Project Manager, Engineering

Work Flexibility: Hybrid

The MIM Project Manager will lead strategic projects to implement Metal Injection Molding (MIM) technology within Advanced Operations for medical device manufacturing. This role ensures seamless integration of MIM processes into production, supporting scalability, compliance, and cost efficiency. You will work across multiple manufacturing sites and collaborate closely with R&D, Manufacturing, Quality, Regulatory, and Supply Chain to deliver projects that meet medical device standards and timelines.

What You Will Do:

Project Leadership & Execution:

• Lead MIM programs from concept through commercialization, ensuring alignment with business, technical, and regulatory requirements.

• Develop project charters, work breakdown structures, schedules, and detailed Gantt charts; manage critical path and major workstreams.

• Manage project budgets, track expenditures, and provide regular updates to stakeholders and leadership.

• Identify and mitigate project risks; develop and monitor risk response plans.

• Coordinate resource planning, role assignments, deliverables, and performance feedback with functional leaders.

• Develop and execute stakeholder and communications management plans.

• Prepare and present project status, risks, and recommendations to leadership.

Cross-Functional & Technical Collaboration:

• Collaborate with R&D, Manufacturing, Quality, Supply Chain, and external suppliers throughout the project lifecycle.

• Support validation activities (IQ/OQ/PQ), process readiness, and design transfer for MIM components.

• Provide guidance on MIM processes, tooling, materials, and manufacturability considerations.

• Ensure compliance with FDA, ISO 13485, and internal quality system requirements.

• Maintain required project documentation, including DHF and DMR content.

Operational Excellence:

• Identify opportunities to reduce cost, improve efficiency, and enhance quality within MIM integration projects.

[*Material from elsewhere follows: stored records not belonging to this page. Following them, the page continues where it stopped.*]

PR #365, opened 2024-02-15
Add risc-v to the host target supported targets.

coldav:
# Overview

This gives support for running clc for RISC-V as an additional compiler for the "host" target as well as building RISC-V OCK host target as a cross compile.

# Reason for change

RISC-V is not supported as a "host" target but is required for various projects.

# Description of change

This gives support for running clc for RISC-V as an additional compiler for the "host" target as well as building RISC-V OCK host target as a cross compile.
Note this also disables the JIT path as RISC-V does not support this.
We no longer go through the JIT constructs to create the TargetMachine if deferred compilation is disabled.


modules/compiler/targets/host/source/target.cpp
```diff
@@ -180,6 +231,20 @@ compiler::Result HostTarget::initWithBuiltins(
...
     CPUName = "x86-64-v3";  // Default only, may be overridden below.
+  } else if (triple.isRISCV()) {
+    if (triple.isArch32Bit()) {
+      Abi = "ilp32d";
+      CPUName = "generic-rv32";
+    } else {
+      Abi = "lp64d";
+      CPUName = "generic-rv64";
+    }
+    // We assume the following features must be supported.
```
hvdijk, line 242: Why these? What is this based on?

modules/mux/targets/host/source/device.cpp
```diff
@@ -552,6 +554,12 @@ host::arch device_info_s::detectHostArch() {
 #elif defined(UTILS_SYSTEM_64_BIT)
   arch = host::arch::X86_64;
 #endif
+#elif defined(UTILS_SYSTEM_RISCV)
+#if UTILS_SYSTEM_64_BIT
```
hvdijk, line 558: This could probably use the same style as the rest here (`#ifdef UTILS_SYSTEM_32_BIT`/.../`#elif defined(UTILS_SYSTEM_64_BIT)`/...)?

modules/mux/targets/host/test/UnitCL/host_clGetDeviceInfo.cpp
```diff
@@ -55,6 +55,10 @@ TEST_F(host_clGetDeviceInfoTest, Name) {
   const char *arch = "x86";
 #elif defined(__x86_64__) || defined(_M_X64)
   const char *arch = "x86_64";
+#elif defined(__riscv) && __riscv_xlen == 64
```
hvdijk, line 58: The check for `__riscv_xlen` should not be part of the same condition, it can cause warnings on non-RISC-V platforms due to `__riscv_xlen` being used without being defined.

modules/mux/targets/host/test/UnitCL/host_clGetDeviceInfo.cpp
```diff
@@ -55,6 +55,10 @@ TEST_F(host_clGetDeviceInfoTest, Name) {
...
+  const char *arch = "riscv64";
+#elif defined(__riscv__)
```
hvdijk, line 60: Why the difference between `__riscv` and `__riscv__`? Is that really how they're defined?

modules/compiler/targets/host/source/target.cpp
coldav: I can't recall the origins but it's what we use for refsi.

modules/mux/targets/host/test/UnitCL/host_clGetDeviceInfo.cpp
coldav: I can change it, but it's already like this in `modules/utils/include/utils/system.h`

frasercrmck: Yeah, it's probably best to check `__riscv`, then inside that, check `__riscv_xlen` is defined as 64 or 32 or `#error` otherwise.

modules/mux/targets/host/test/UnitCL/host_clGetDeviceInfo.cpp
frasercrmck: Yeah this doesn't look right. As I said above, it *should* be possible to check `__riscv_xlen` against 32 (carefully, mind)

modules/compiler/targets/host/source/target.cpp
frasercrmck: I think they're a fair default but could maybe use documentation to explain?

* We can't do anything without atomics (`a`).
* We *could* do stuff without multiplication/division (`m`) but we'd need extra compiler-rt support to do the most basic things and it'd be really slow.
* Assuming hardware support for fp32/fp64 (`f`/`d`) seems sensible to me. Same problem as above with compiler-rt, software emulation and performance.

All of these should probably be overrideable, as the TODO suggests, but I don't think it's required for now.

modules/mux/targets/host/test/UnitCL/host_clGetDeviceInfo.cpp
hvdijk: https://github.com/riscv-non-isa/riscv-toolchain-conventions claims "__riscv: defined for any RISC-V target. Older versions of the GCC toolchain defined __riscv__." but when I look through GCC's history, it never had `__riscv__`, it only had `__riscv` ever since it was first supported as a target (https://github.com/gcc-mirror/gcc/commit/09cae7507d9e88f2b05cf3a9404bf181e65ccbac#diff-6427e55c1bb73417ca77ff9c33ade2fe85a3796eb99c7de329c67717d45fb27d, look for `riscv_cpu_cpp_builtins`). This was GCC 7 and we already require newer GCC than GCC 7. I think we can simply get rid of `__riscv__` entirely.

modules/mux/targets/host/test/UnitCL/host_clGetDeviceInfo.cpp
```diff
@@ -55,6 +55,12 @@ TEST_F(host_clGetDeviceInfoTest, Name) {
   const char *arch = "x86";
 #elif defined(__x86_64__) || defined(_M_X64)
   const char *arch = "x86_64";
+#elif defined(__riscv) || defined(__riscv__)
+#if __riscv_xlen == 64
+  const char *arch = "riscv64";
+#elif __riscv_xlen == 32
+  const char *arch = "riscv32";
```
frasercrmck, line 62: Could probably do with an `#else #error` in case someone fudged a 128-bit riscv or something

modules/mux/targets/host/source/device.cpp
```diff
@@ -552,6 +554,12 @@ host::arch device_info_s::detectHostArch() {
 #elif defined(UTILS_SYSTEM_64_BIT)
   arch = host::arch::X86_64;
 #endif
+#elif defined(UTILS_SYSTEM_RISCV)
+#ifdef UTILS_SYSTEM_64_BIT
+  arch = host::arch::RISCV64;
+#elif defined(UTILS_SYSTEM_64_BIT)
+  arch = host::arch::RISCV32;
```
hvdijk, line 561: This isn't right, this checks the wrong macro. Minor nit, we seem to consistently have 32-bit logic first, then 64-bit logic, but that's reversed here. Not a big deal but if changes are needed anyway, might as well do this too.

frasercrmck (approved):

hvdijk (approved):

modules/mux/targets/host/test/UnitCL/host_clGetDeviceInfo.cpp
```diff
@@ -55,6 +55,14 @@ TEST_F(host_clGetDeviceInfoTest, Name) {
   const char *arch = "x86";
 #elif defined(__x86_64__) || defined(_M_X64)
   const char *arch = "x86_64";
+#elif defined(__riscv)
+#if __riscv_xlen == 64
+  const char *arch = "riscv64";
+#elif __riscv_xlen == 32
+  const char *arch = "riscv32";
+#else
+#error "32 bit or 64 bit xlen not define for RISC-V"
```
frasercrmck, line 64: nit: *defined* would be more correct

modules/compiler/targets/host/source/target.cpp
```diff
@@ -180,6 +231,24 @@ compiler::Result HostTarget::initWithBuiltins(
     }
   } else if (triple.isX86()) {
     CPUName = "x86-64-v3";  // Default only, may be overridden below.
+  } else if (triple.isRISCV()) {
+    // These are reasonable defaults, which has been used for various RISC-V
+    // target so far. We should allow overriding of this in the future
```
frasercrmck, line 236: nit: I think the CPU is overrideable, through `CA_HOST_TARGET_CPU`. Unless you mean the ABI?

frasercrmck (commented):
just a couple of final nits. LGTM otherwise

• Build strong working relationships across functions and external partners.

• Exercise sound judgment and decision-making in ambiguous or fast-paced environments.

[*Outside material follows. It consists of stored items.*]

PR #372, opened 2024-02-22
[oclc] Fix input and output of 'half' values

frasercrmck:
Internally we were storing half data as cl_half, which is correct, but this is not an actual floating-point data type. Therefore when we converted those values to/from floating-point types, things would go wrong (e.g., we'd static cast 2.0 to the integer 2 instead of 0x4000).

The OpenCL headers provide some methods for correct translation between float and half, so we can use those instead.

### DIFF
--- a/source/cl/tools/oclc/oclc.cpp
+++ b/source/cl/tools/oclc/oclc.cpp
@@ -15,6 +15,7 @@
 // SPDX-License-Identifier: Apache-2.0 WITH LLVM-exception
 
 // System headers
+#include <CL/cl_half.h>
 #include <stdio.h>
 #include <stdlib.h>
 #include <string.h>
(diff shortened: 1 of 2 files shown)


source/cl/tools/oclc/oclc.cpp
```diff
@@ -1391,6 +1392,19 @@ T *oclc::Driver::CastToTypeFloat(const std::vector<std::string> &source,
   return casted_buffers.back().data();
 }
 
+cl_half *oclc::Driver::CastToTypeHalf(const std::vector<std::string> &source,
+                                      vector2d<cl_half> &casted_buffers,
+                                      size_t &size) {
+  std::vector<cl_half> data(source.size());
+  for (size_t i = 0; i < source.size(); ++i) {
+    auto f = atof(source[i].c_str());
+    data[i] = cl_half_from_float(f, cl_half_rounding_mode::CL_HALF_RTE);
```
hvdijk, line 1401: You can make `CastToTypeFloat<cl_half>` work with
```
auto f = atof(source[i].c_str());
if constexpr (std::is_same_v<T, cl_half>) {
  data[i] = cl_half_from_float(f, cl_half_rounding_mode::CL_HALF_RTE);
} else {
  data[i] = static_cast<T>(f);
}
```
so you don't need to duplicate the rest of the function.

coldav (approved):

source/cl/tools/oclc/oclc.cpp
frasercrmck: wonderful, thank you

hvdijk (approved):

• Incorporate end-user and stakeholder feedback to refine scope and ensure successful delivery.

• Promote continuous learning, adaptability, and a customer-first mindset.

Minimum Qualifications:

• Bachelor’s degree in Engineering or STEM related field

• 4+ years of project management experience in medical device or another regulated industry

Preferred Qualifications:

• PMP or equivalent certification

• Strong knowledge of MIM processes and tooling

• Experience with process validation and regulatory compliance (FDA, ISO 13485)

Travel Percentage: 20%

Stryker Corporation is an equal opportunity employer. Qualified applicants will receive consideration for employment without regard to race, ethnicity, color, religion, sex, gender identity, sexual orientation, national origin, disability, or protected veteran status. Stryker is an EO employer – M/F/Veteran/Disability.

Stryker Corporation will not discharge or in any other manner discriminate against employees or applicants because they have inquired about, discussed, or disclosed their own pay or the pay of another employee or applicant. However, employees who have access to the compensation information of other employees or applicants as a part of their essential job functions cannot disclose the pay of other employees or applicants to individuals who do not otherwise have access to compensation information, unless the disclosure is (a) in response to a formal complaint or charge, (b) in furtherance of an investigation, proceeding, hearing, or action, including an investigation conducted by the employer, or (c) consistent with the contractor’s legal duty to furnish information.